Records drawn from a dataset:
_ _ _ _ _ _ _

PR #24086, opened 2026-06-09
feat(common): consolidate the calendar-value predicate (GLITCH-450)

pimmey:
Closes: GLITCH-450

### Description:

Consolidates the duplicated "is this a calendar value?" check into a single predicate, `isCalendarValueDimension` (`packages/common/src/utils/formatting.ts`), and routes the two remaining inlined `timeIntervalBaseDimensionType === DimensionType.DATE` sites through it:

- the `formatItemValue` DATE timezone gate, and
- the ECharts category-date axis snap (`getCategoryDateAxisConfig`).

Closes design principle 18 (`gap-calendar-predicate`) and unblocks the Phase 2 cast-to-DATE work (GLITCH-452): with one predicate keyed on the **base** type, Phase 2 can change warehouse output types without re-deciding the rule at each site.

### Behavior change (principle 15 — acceptance criterion #5)

The predicate is intentionally **wider** than the old inlined checks: it treats **plain DATE columns** and **DATE metrics** as calendar values, not only DATE-base truncations.

- **`formatItemValue` (real, intended change):** a plain DATE value or DATE metric is no longer timezone-shifted under a non-UTC display timezone. This is the contract-correct fix — it removes a negative-offset off-by-one for wall-clock dates. ("DATE metric" here means an explicit `MetricType.DATE` metric; MIN/MAX date metrics render via a separate `formatTimestamp` path and are unaffected.)
- **ECharts axis (no behavior change):** behavior-preserving for every shape the compiler actually produces — the snap only runs for `WEEK/MONTH/QUARTER/YEAR`, those dims always carry a base type, and plain DATE columns have no coarse interval (they early-return). Migrated for single-source-of-truth only.

### Tests

- New unit matrix for `isCalendarValueDimension` (DATE/TIMESTAMP × grains, plain DATE base, DATE metric, `skipTimezoneConversion`).
- New `formatItemValue` test for the widened plain-DATE / DATE-metric no-shift behavior.
- New ECharts characterization test (TIMESTAMP-base dim shifts — the complement of the existing DATE-base UTC test).
- Corrected one pre-existing canary fixture that asserted a DATE-DAY shift but omitted `timeIntervalBaseDimensionType` (a shape the compiler never emits); given the TIMESTAMP base it represents, it still asserts the shift.
- Full common suite (2216 tests) + ECharts suite green; `typecheck:fast` and lint clean.

### DIFF
--- a/packages/common/src/utils/formatting.test.ts
+++ b/packages/common/src/utils/formatting.test.ts
@@ -10,6 +10,7 @@ import {
     NumberSeparator,
     type CustomFormat,
     type Dimension,
+    type Metric,
 } from '../types/field';
 import { TimeFrames } from '../types/timeFrames';
 import {
@@ -25,6 +26,7 @@ import {
     formatValueWithExpression,
     getCustomFormatFromLegacy,
     getEffectiveSeparator,
+    isCalendarValueDimension,
     isMomentInput,
     shouldShiftItemTimezone,
     toIsoWithProjectOffset,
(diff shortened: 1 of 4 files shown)


pimmey:
* **#24086** <a href="https://app.graphite.com/github/pr/lightdash/lightdash/24086?utm_source=stack-comment-icon" target="_blank">Graphite</a> 👈 <a href="https://app.graphite.com/github/pr/lightdash/lightdash/24086?utm_source=stack-comment-view-in-graphite" target="_blank">(View in Graphite)</a>
* `main`


<h2></h2>

PR #24100, opened 2026-06-10
feat(instance-config): declare user attributes & group mappings via LD_SETUP_USER_ATTRIBUTES

### LINKED ISSUE #24054: Declare user attributes & group mappings via LD_SETUP_* instance config (reconcile on deploy)
## Problem

Self-hosted instances can already declare and **reconcile** a lot of org/project config on every deploy via the `LD_SETUP_*` env vars consumed by `InstanceConfigurationService`:

* `initialSetup` (`getInitialSetupConfig`, `packages/backend/src/config/parseConfig.ts`) — creates org/admin/projects on first boot when no org exists.
* `updateSetup` (`getUpdateSetupConfig`, same file) — targets an existing instance via `LD_SETUP_ORGANIZATION_UUID` / `LD_SETUP_PROJECT_UUID` and re-applies on each deploy: org admin, email domains, default role, admin API key, project warehouse/dbt connection, service account tokens, embed config.

**What's missing:** neither flow can declare **user attributes** or **group → attribute-value mappings**. Those are API-only at runtime (`UserAttributesService` → `POST/PUT /api/v1/org/attributes`). So orgs managing Lightdash as code have to run a manual post-deploy CLI/API step to (re)apply group→attribute mappings, which drifts and isn't reproducible across environments.

This is the common pattern for gating sensitive/PII data: an IdP/SCIM-synced group is mapped to a user attribute, and that attribute gates sensitive dimensions/tables in dbt. Today the project connection updates on deploy but the attribute mapping does not.

## Proposed solution

Extend `initialSetup`/`updateSetup` to cover user attributes, consistent with how `LD_SETUP_PROJECTS` already works (a JSON env var):

```
LD_SETUP_USER_ATTRIBUTES='[
  {
    "name": "is_privileged",
    "description": "PII access",
    "attributeDefault": null,
    "groups": [
      { "group": "Privileged Data Analyst", "value": "true" }
    ]
  }
]'
```

* On deploy, `InstanceConfigurationService` upserts each attribute against `LD_SETUP_ORGANIZATION_UUID` and resolves `group` **by name** to its `groupUuid` (important: SCIM-synced groups are created by the IdP, so their UUIDs aren't known at deploy time — referencing by name is required).
* Reconciling semantics matching the existing `POST/PUT /api/v1/org/attributes` behaviour (full replace of the attribute's user/group set).

## Why this matters

Enterprises governing PII map IdP/SCIM groups to user attributes that gate sensitive data in dbt. The project connection already reconciles on deploy via `updateSetup`; the attribute mapping is the one piece still requiring a manual CLI step. Closing this makes governance fully declarative and removes drift between environments.

Related: lightdash/lightdash#23931 (custom roles as code) — same config-as-code family, different object.

jelstongreen:
## What

Self-hosted instances can already reconcile org/project config on every deploy via `LD_SETUP_*` (`InstanceConfigurationService`). User attributes and group→attribute mappings were the gap — API/UI-only, so orgs managing Lightdash as code had to run a manual post-deploy CLI/API step to (re)apply them.

This adds a new `LD_SETUP_USER_ATTRIBUTES` JSON env var so they can be declared as instance config and reconciled on every deploy.

```jsonc
LD_SETUP_USER_ATTRIBUTES='[
  {
    "name": "is_privileged",
    "description": "sensitive-data access",
    "attributeDefault": null,
    "groups": [ { "group": "Privileged Analyst", "value": "true" } ]
  }
]'
```

## How

- **`parseConfig`**: `getUserAttributesSetupConfig()` parses + validates the env var (Zod; `ParseError` on malformed JSON / duplicate names; defaults applied) and surfaces it on `updateSetup.userAttributes`.
- **`InstanceConfigurationService.updateUserAttributesConfiguration()`** (called from the every-deploy `updateInstanceConfiguration`):
  - Upserts each attribute **by name** (create vs update).
  - Resolves group mappings **by name** → `groupUuid`. Group UUIDs aren't known at deploy time (SCIM-synced groups are created by the IdP), so names are required. Unresolved groups are **warn-and-skipped** and reconciled on a later deploy — never fatal.
  - **Non-destructive**: attributes absent from config are left untouched (no pruning).

No schema change — an earlier draft added a `managed` provenance column; that was dropped per review (the reconcile runs every deploy, so when UI-lock enforcement is eventually built the column can be added then and re-marked losslessly).

## Ordering / SCIM

Group bindings only apply via the update path (an existing org); at first boot SCIM has synced nothing, so group names fail-soft and reconcile on a later deploy. SCIM provisioning is async/decoupled from deploys, so warn-and-skip is required regardless.

## Tests

- `parseConfig.test.ts`: valid parse, defaults, malformed JSON, missing name, duplicate names, `updateSetup` wiring.
- `InstanceConfigurationService.test.ts`: create-by-name, update-by-name, fail-soft skip on unresolved group, no-op when unconfigured.
- Manually verified end-to-end on a licensed instance (see comment below), including the full SCIM provisioning flow.

## Out of scope (follow-ups)

- `managed` UI/API lock enforcement (shared with the custom-roles-as-code work).
- Per-user (by-email) mappings — groups-only for v1.
- Docs: `LD_SETUP_USER_ATTRIBUTES` in the self-host env-var reference.

Closes: PROD-8194
Closes: #24054


jelstongreen:
Dropped the migration and the `managed` column in `aed6d0aead` — agreed it's not needed.

Reasoning for landing it now was provenance backfill, but that doesn't hold: the reconcile path runs on every deploy, so when UI-lock enforcement is eventually built, the column can be added then and re-marked losslessly on the next deploy. No schema change for v1.

Approach now matches what you outlined — `getUpdateSetupConfig` reads `LD_SETUP_USER_ATTRIBUTES`, `updateInstanceConfiguration` reads the config, and `UserAttributesModel` upserts the existing table (by name; group mappings resolved by name, fail-soft when not yet synced; non-destructive). No `UserAttributesModel`/entity changes remain.

jelstongreen:
## Verification evidence

### Unit tests
`parseConfig.test.ts` + `InstanceConfigurationService.test.ts` — **126 passing** (parse valid/defaults/malformed/duplicate, config wiring, upsert create-vs-update, group-by-name resolution, fail-soft skip, non-destructive). Typecheck + lint clean; `Build & Test` CI green.

### Live end-to-end (licensed instance)
Booted with `LD_SETUP_USER_ATTRIBUTES` set; observed the reconcile + the DB:

```
[InstanceConfigurationService] info: Update instance: Created user attribute "is_privileged"
[InstanceConfigurationService] warn: Update instance: group "Ghost Group" for user attribute "region_pii" not found (not yet synced?); skipping this mapping
[InstanceConfigurationService] info: Update instance: Created user attribute "region_pii"
-- restart (same config) --
[InstanceConfigurationService] info: Update instance: Updated user attribute "is_privileged"
```

- create → update across restarts (idempotent); `is_privileged` group-mapping count stays **1** (full-replace, no dupes).
- fail-soft: unresolved group skipped, attribute still created, no crash.
- non-destructive: pre-existing attributes untouched.

### SCIM provisioning flow (the real customer scenario)
Exercised the actual SCIM API to prove a group an IdP provisions is what the config resolves by name:

```
1. POST /api/v1/scim/v2/Groups {"displayName":"Privileged Analyst"}  → 201 (id 0f221450…)
2. groups table                                                      → name = "Privileged Analyst"
3. LD_SETUP_USER_ATTRIBUTES groups:[{group:"Privileged Analyst",value:"true"}] → reconcile on boot
4. group_user_attributes:
     attribute      | scim_group          | value
     ---------------+---------------------+-------
     is_privileged  | Privileged Analyst  | true
```

Confirms the full chain: **IdP → SCIM-provisioned group → attribute mapping applied on deploy**. `ScimService.createGroup` writes `groups.name = displayName`, the same field `updateUserAttributesConfiguration` resolves via `groupsModel.find({ name })`.

_Minor finding while testing (not blocking, unrelated to this PR): the SCIM org-access-token endpoint rejects PAT auth (401) and needs a session — worth confirming that's intentional._

rephus (approved):

PR #612, opened 2023-12-21
[16.0][IMP] queue_job_cron: Avoid parallel run

lmignon:
By default, odoo never runs the same cron job in parallel. This commit uses the identity key mechanism to enforce this mechanism when a cron job is run as a queue job. This behaviour can be controlled by a new setting on the cron definition but is activated by default to keep the original behaviour


rousseldenis (approved):
LGTM

sbidoul (approved):

gurneyalex (approved):

PR #613, opened 2023-12-21
[IMP] Add queue_job.keep_context ir.config_parameter

amh-mw:
When this parameter is set, queue_job always preserves the entire context. This honors the principle of least surprise, in that a developer can easily convert a record.method() call to record.with_delay().method() with the expectation that it will actually execute the same, simply at a later time.

Fixes #406.

### DIFF
--- a/queue_job/fields.py
+++ b/queue_job/fields.py
@@ -70,6 +70,8 @@ class JobEncoder(json.JSONEncoder):
     """Encode Odoo recordsets so that we can later recompose them"""
 
     def _get_record_context(self, obj):
+        if obj.env["ir.config_parameter"].sudo().get_param("queue_job.keep_context"):
+            return obj.env.context
         return obj._job_prepare_context_before_enqueue()
 
     def default(self, obj):
--- a/queue_job/tests/test_json_field.py
+++ b/queue_job/tests/test_json_field.py
@@ -31,6 +31,23 @@ class TestJson(common.TransactionCase):
         }
         self.assertEqual(json.loads(value_json), expected)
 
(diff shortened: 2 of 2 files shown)


amh-mw:
Just for general amusement, abridged from code that I wrote to import over a decade of users and data from a legacy system:

```python
self.with_context({
    'bus_no_notify': True, # custom
    'calendar_event_create_no_constrain': True, # custom
    'mail_auto_subscribe_no_notify': True, # odoo
    'mail_create_nolog': True, # odoo
    'mail_create_nosubscribe': True, # odoo
    'mail_notrack': True, # odoo
    'no_geo_complete': True, # custom
    'no_mail_to_attendees': True, # odoo
    'no_reset_password': True, # odoo
    'quickbooks_no_prepare': True, # custom
    'tracking_disable': True # odoo
}).with_delay(...)._cron_migrate()
```

It is really important that context is preserved or all kinds of side effects are triggered.

amh-mw:
@acsonefho @florian-dacosta Any interest in reviewing this `queue_job.keep_context` pull request?

sbidoul:
@amh-mw If my memory is correct, you should rather port https://github.com/OCA/queue/tree/14.0/queue_job_context from 14 to 15. In 16 it is not necessary anymore as it is the default.

amh-mw:
It looks like queue_job_context uses a hardcoded list of context keys that I would have to inherit the class and override?

https://github.com/OCA/queue/blob/089eb3ef9a9c9210384711b6e107433138f9809c/queue_job_context/models/base.py#L12

I don't prefer that. I just want to flip a switch and get all the context.

PR #616, opened 2024-01-18
[FIX]Changes in field job_directed_graph updates from 16 to 17

soos-cpu:


guewen:
Hi @soos-cpu, thanks for the correction! Pre-commit reports a warning and some lint changes, could you check?

PR #621, opened 2024-01-24
[16.0][Fix] ChannelManager.get_channel_by_name create wrong subchannels when pass parent_fallback=True

lingxiezfy:
```python
c = cm.get_channel_by_name('root.sub.not.configured', parent_fallback=True)

# c.fullname should be "root.sub.not.configured", instand of "root.sub.sub.not.configured"
assert c.fullname == "root.sub.not.configured"
```

### DIFF
--- a/queue_job/jobrunner/channels.py
+++ b/queue_job/jobrunner/channels.py
@@ -984,7 +984,7 @@ class ChannelManager(object):
         'root.sub'
         >>> c = cm.get_channel_by_name('root.sub.not.configured', parent_fallback=True)
         >>> c.fullname
-        'root.sub.sub.not.configured'
+        'root.sub.not.configured'
         """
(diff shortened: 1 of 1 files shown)


queue_job/jobrunner/channels.py
```diff
@@ -1012,7 +1012,9 @@ def get_channel_by_name(
                         parent_name,
                     )
                     break
-        for subchannel_name in channel_name.split(".")[1:]:
+        for subchannel_name in channel_name.split(".")[
+            parent.fullname.count(".") + 1 :
+        ]:
```
amh-mw, line 1017: Why is this necessary? Related unit tests could be illustrative.

amh-mw (changes requested):

PR #634, opened 2024-03-11
[13.0][FIX] base_import_async: add import context key as done in base_import

AnizR:
The override of the method `do` is missing some context keys introduced when importing a file (by [base_import](https://github.com/odoo/odoo/blob/13.0/addons/base_import/models/base_import.py#L923)) in "asynchronous mode".

This PR introduces those keys in the job context.

For example:
When importing a product and changing its `standard_price`, Odoo will trigger the function "_change_standard_price" ([code](https://github.com/odoo/odoo/blob/4cc086d330b73514fbc64a7fcf22d8a7a9f1b691/addons/stock_account/models/product.py#L188)). But, doing the same operation asynchronously won't have the same effect since it is missing the context key "import_file" .


acsonefho (approved):

guewen (approved):
/ocabot merge patch

PR #635, opened 2024-03-13
[17.0] Remove doctest from get_db_names method to avoid issues with Odoo.sh

AlexanderPashuk:
PR for https://github.com/OCA/queue/issues/608


ventor-dev (approved):

simahawk (approved):
makes sense even if we should have a unit tests to replace this

CC @guewen

PR #639, opened 2024-03-27
[16.0][FW] [14.0] queue_job: triggers stored computed fields before calling 'set_done()'

sebalix:
Port of #637 from 14.0 to 16.0.


sebalix:
cc @simahawk

simahawk (approved):

PR #644, opened 2024-04-17
[16.0][FIX] prevent a warning message

benwillig:
Use args[0] instead of name to get the exception message as the name attribute is deprecated

### DIFF
--- a/queue_job/controllers/main.py
+++ b/queue_job/controllers/main.py
@@ -160,7 +160,7 @@ class RunJobController(http.Controller):
         exception_name = orig_exception.__class__.__name__
         if hasattr(orig_exception, "__module__"):
             exception_name = orig_exception.__module__ + "." + exception_name
-        exc_message = getattr(orig_exception, "name", str(orig_exception))
+        exc_message = orig_exception.args[0] if orig_exception.args else str(orig_exception)
         return {
             "exc_info": traceback_txt,
             "exc_name": exception_name,


ThomasBinsfeld (approved):

FrancoMaxime (approved):

queue_job/controllers/main.py
```diff
@@ -160,7 +160,7 @@ def _get_failure_values(self, job, traceback_txt, orig_exception):
         exception_name = orig_exception.__class__.__name__
         if hasattr(orig_exception, "__module__"):
             exception_name = orig_exception.__module__ + "." + exception_name
-        exc_message = getattr(orig_exception, "name", str(orig_exception))
+        exc_message = getattr(orig_exception, "args[0]", str(orig_exception))
```
simahawk: Are you sure the this instance has an attribute called `"args[0]"`? This seems broken to me :thinking: 
`args` will be always there and very likely you'll have a first arg.

I guess you want to have something like `orig_exception.args[0] if orig_exception.args else str(orig_exception)`.

simahawk (changes requested):
Additionally, could you pls rewrite the commit msg to something like 
```
[fix] queue_job: fix exception msg handling

.... long explanation goes here...
```

queue_job/controllers/main.py
amh-mw: Per 8.3 Handling Exceptions [^1],

> The except clause may specify a variable after the exception name. The variable is bound to the exception instance which typically has an args attribute that stores the arguments. For convenience, builtin exception types define [__str__()](https://docs.python.org/3/reference/datamodel.html#object.__str__) to print all the arguments without explicitly accessing .args.

"Typically" suggests that `args` will be absent some of the time.

1. At the risk of having a slightly uglier error message, why not just use `str(orig_exception)` instead of trying to preserve formatting?
2. If the exception handling behavior is changing, it should be covered by unit tests.

[^1]: https://docs.python.org/3/tutorial/errors.html#handling-exceptions

benwillig: Indeed the syntax looks weird so your proposal would be better. However, @amh-mw made a point so I think it would be better to simply use ```str(orig_exception)```.

simahawk: Maybe I can give you a little background as I'm the author of this piece of code :wink: 

The aim was to clearly rip out of the msg the exception class. That's why we have `exc_name` and `exc_message`. Exceptions are already messy for end users and this is an attempt to have a better msg.
Not to mention that this proposal will cause duplication of info because the exc name will be repeated.
Hence, calling `str` was just a safe fallback to make sure you had a msg.

An alternative is to call `str` and drop surrounding chars like exc name, parentesis, etc but I find this more complex than the little check here.

benwillig: I updated the commit

PR #652, opened 2024-05-19
[FIX] `JobsTrap` `perform_enqueued_jobs` not working with jobs creating new jobs (issue OCA#651)

fd-oncodna:
`JobsTrap` `perform_enqueued_jobs` not working with jobs creating new jobs. After a call to `JobsTrap.perform_enqueued_jobs` the `enqueued_jobs` attribute is empty, even if one of the jobs executed had the effect of creating new jobs. That is because after executing the jobs of the queue in a loop, `JobsTrap.perform_enqueued_jobs` sets the `enqueued_jobs` to `[]`ignoring the newly created jobs.

### DIFF
--- a/queue_job/tests/common.py
+++ b/queue_job/tests/common.py
@@ -228,12 +228,12 @@ class JobsTrap:
             return job.graph_uuid or ""
 
         sorted_jobs = sorted(self.enqueued_jobs, key=by_graph)
+        self.enqueued_jobs = []
         for graph_uuid, jobs in groupby(sorted_jobs, key=by_graph):
             if graph_uuid:
                 self._perform_graph_jobs(jobs)
             else:
                 self._perform_single_jobs(jobs)
-        self.enqueued_jobs = []
 
     def _perform_single_jobs(self, jobs):
         # we probably don't want to replicate a perfect order here, but at


guewen (approved):
Makes sense, thanks

queue_job/tests/common.py
```diff
@@ -227,13 +227,13 @@ def perform_enqueued_jobs(self):
         def by_graph(job):
             return job.graph_uuid or ""
 
-        sorted_jobs = sorted(self.enqueued_jobs, key=by_graph)
+        sorted_jobs = sorted(self.enqueued_jobs[:], key=by_graph)
```
amh-mw: I don't believe the extra [:] slicing here is necessary.

amh-mw (changes requested):

queue_job/tests/common.py
simahawk: I agree, since `sorted` returns already a new list.

simahawk (approved):
Thanks for your contrib! 
Could you please rewrite the commit msg to something like
```
[fix] queue_job: JobsTrap.perform_enqueued_jobs

Closes #651
```
pre-approving

fd-oncodna:
@simahawk everything's done ;)

simahawk:
@fd-oncodna tnx, any chance you can backoprt this to 15 and 16?

fd-oncodna:
> @fd-oncodna tnx, any chance you can backoprt this to 15 and 16?

Yes, see #655 and #656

_ _ _ _ _ _ _

Problem statement. Word for word, repeat the data from its first line through the line with "The predicate is", including both of those lines and no others.

Task solution.
PR #24086, opened 2026-06-09
feat(common): consolidate the calendar-value predicate (GLITCH-450)

pimmey:
Closes: GLITCH-450

### Description:

Consolidates the duplicated "is this a calendar value?" check into a single predicate, `isCalendarValueDimension` (`packages/common/src/utils/formatting.ts`), and routes the two remaining inlined `timeIntervalBaseDimensionType === DimensionType.DATE` sites through it:

- the `formatItemValue` DATE timezone gate, and
- the ECharts category-date axis snap (`getCategoryDateAxisConfig`).

Closes design principle 18 (`gap-calendar-predicate`) and unblocks the Phase 2 cast-to-DATE work (GLITCH-452): with one predicate keyed on the **base** type, Phase 2 can change warehouse output types without re-deciding the rule at each site.

### Behavior change (principle 15 — acceptance criterion #5)

The predicate is intentionally **wider** than the old inlined checks: it treats **plain DATE columns** and **DATE metrics** as calendar values, not only DATE-base truncations.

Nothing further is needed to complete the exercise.